Interpretation of a sentence cannot proceed without both an accurate
representation of its syntactic relationships, derived through
parsing,
and mechanisms for combining the
meaning contribution of the words and phrases in the sentence. The
semantic contribution of words needs to be identified from the
lexicon; to a certain degree the combination of word meanings into a
coherent structure can be governed by the specifications in the
lexicon as well. The problem of word sense disambiguation must be
addressed from a task-specific perspective: how precise must the
determination of the intended word sense be in order to generate an
appropriate response? The solution must also take into
consideration the distribution of load on various modules of the NLU
system: how much disambiguation should occur at the level of
selecting an appropriate lexical entry, and how much should it rely
on discourse, world knowledge, or domain-level processing to
refine the sense associated with an (underspecified) lexical entry?

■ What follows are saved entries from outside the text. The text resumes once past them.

Issue #1404, opened 2017-01-20
Some articles generate Internal Server Error


fbunoz:
Ex : https://www.camptocamp.org/articles/465897/fr/concours-photo-sophie-2013
The particularity is this article is linked to ~500 images.

The API data seem correct, then it seem to be a bug in the UI.
I don't know if this bug exists only for article, or for any doc.

asaunier:
Here is the error message when loading this article in my instance:
```
  File "/home/alex/Desktop/v6_ui/c2corg_ui/templates/article/view.html", line 68, in render_body
    ${get_article_general(article)}
  File "/home/alex/Desktop/v6_ui/c2corg_ui/templates/article/helpers/view.html", line 34, in render_get_article_general
    % if article.get('author') and article['article_type'] != 'collab' and article['author']['user_id'] != article['associations']['users'][0]['document_id']:
IndexError: list index out of range
```

dkocich:
I just wanted to write that. So this is caused by the latest change PR
 https://github.com/c2corg/v6_ui/pull/1107 with showing/hiding of author / associated users for different article types.

tsauerwein:
There are more articles failing, but with a different error:

https://www.camptocamp.org/articles/106726/fr/140483
```
 File "/var/www/c2corg_ui/templates/base.html", line 57, in render_body ${self.body()} File "/var/www/c2corg_ui/templates/article/view.html", line 69, in render_body ${get_article_associated_users(article)} File "/var/www/c2corg_ui/templates/article/helpers/view.html", line 52, in render_get_article_associated_users % if article['associations']['users']: KeyError: 'associations'
```

desnoes:
Example of an article that generates the message 'Internal Server Error'

https://www.camptocamp.org/articles/844265/fr/test

desnoes:
It is possible to open personnal articles

PR #1426, opened 2017-01-25
Fix articles because of association key problems

dkocich:
Related to https://github.com/c2corg/v6_ui/issues/1404

All example articles (from related issue) should work
- https://www.camptocamp.org/articles/465897/fr/concours-photo-sophie-2013
- https://www.camptocamp.org/articles/106726/fr/140483
- https://www.camptocamp.org/articles/844265/fr/test (this one is new and not available in local DB to test)

Basically, there problems were with:
-  with `article['associations']['users'][0]['document_id']` when no associated users were available. I deleted it to make it work now.
-  in `get_article_associated_users` with `article['associations']['users']` - it was not available sometimes and causing an error (comparing versions in history)

### DIFF
--- a/c2corg_ui/templates/article/helpers/view.html
+++ b/c2corg_ui/templates/article/helpers/view.html
@@ -31,13 +31,13 @@
       <p><span class="value-title" translate>article_type</span>: <span class="value" x-translate>${article['article_type']}</span></p>
     % endif
 
-    % if article.get('author') and article['article_type'] != 'collab' and article['author']['user_id'] != article['associations']['users'][0]['document_id']:
+    % if article.get('author') and article['article_type'] == 'personal':
       <%
           user_id = article['author']['user_id']
           user_lang = article['locales'][0]['lang']
       %>
       <p><span class="value-title" translate>author</span>:
-        <a class="value" href="${request.route_path('profiles_view', id=user_id, lang=user_lang)}" >${article['author']['name']}</a>
+      <a class="value" href="${request.route_path('profiles_view', id=user_id, lang=user_lang)}" >${article['author']['name']}</a>
     % endif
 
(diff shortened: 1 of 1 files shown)


c2corg_ui/templates/article/helpers/view.html
```diff
@@ -49,30 +49,34 @@
...
-                    user_lang = user['locales'][0]['lang']
-                    is_last_associated_user = loop.last
-                %>
-                <a href="${request.route_path('profiles_view', id=user_id, lang=user_lang)}">${user['name']}</a>${'' if is_last_associated_user else ', '}
-              % endfor
-            </p>
-          % endif
+  % if article.get('associations'):
+    % if article['associations']['users']:
+      % if len(article['associations']['users']) > 1:
```
asaunier: Why not using ``and`` operators instead of embedded ``if`` blocks?

c2corg_ui/templates/article/helpers/view.html
```diff
@@ -49,30 +49,34 @@
...
+            <p translate>associated users</p>
+          </div>
+          <span class="detail-text accordion">
+            % if article.get('associations').get('users'):
+              <p>
+                % for user in article['associations']['users']:
+                  <%
+                      user_id = user['document_id']
+                      user_lang = user['locales'][0]['lang']
+                      is_last_associated_user = loop.last
```
asaunier: Do you really need this intermediary var? Using ``loop.last`` seems fairly understandable in the code below :)

c2corg_ui/templates/article/helpers/view.html
dkocich: Yes, that is better. I updated my code and it works with all previously not working articles. I can merge after your approval.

The answer to this question will stem from the needs of the task and
the framework which drives the linguistic processing.
The solution for linguistic realisation will need to rely heavily on a rich lexicon of syntactic and semantic information, governed by constraints on the combination of words into sentences and discourse coherence factors. Statistical techniques cannot suffice for generating sentences which are not only plausible syntactically, but contextually relevant, because they capture relationships between words and phrases without having a notion of the underlying structure of those relationships, or the motivations for highlighting such a relationship. Only a solid linguistic framework can guide such processing adequately.
The problem of polysemy must also be carefully addressed within NLG systems, since the range of meanings a word can take on in specific syntactic environments is directly relevant to the problem of forming a grammatically correct and easily understandable sentence using that word. If an NLG system attempts to circumscribe the problem of lexical choice by having a sparse, domain-specific lexicon, it may inadvertently produce something which a user might interpret in a different way or as ambigous. The particular meaning actually conveyed by a word in context must be no more and no less informative than the sense intended by the NLG system in order to avoid discrepancies between what the user understands and what the system ``believes'' it has told the user. To tackle these issues, the system must incorporate mechanisms for sense disambiguation which model that of the users, and must therefore look to linguistic theory for insights into the most effective lexical structure and lexical reasoning techniques governing word sense disambiguation.
Statistical information may prove useful in NLG to a certain extent, as an addition to linguistically derived mechanisms. One can imagine a lexicon augmented with probabilities indicating the frequency with which a word appears with a particular meaning; extremely low probability word senses should then generally be dispreferred in generation. This information could thus influence the way the lexicon is used in addressing the polysemy problem in NLG tasks.
The previous discussion has highlighted the differing needs for lexical representation among various NLP systems. This representation can range from a very shallow list of morphological forms to a highly structured and fine-grained lexicon which derives from linguistic theory. I emphasised the task-dependency of the choice of lexical representation and structure -- the increased level of understanding which is necessary in an NLP system, the more important issues stemming from polysemy become and the more attention must be paid to the lexicon. I will review the problems underlying the represention of polysemy in Section 6.3, and will consider existing approaches to word sense disambiguation in Section 6.4.
How the lexicon can be built up and how it can be modified and updated when necessary, however, must be considered in the design of any computational lexicon. I will therefore discuss the problem of lexical acquisition in Section 6.5.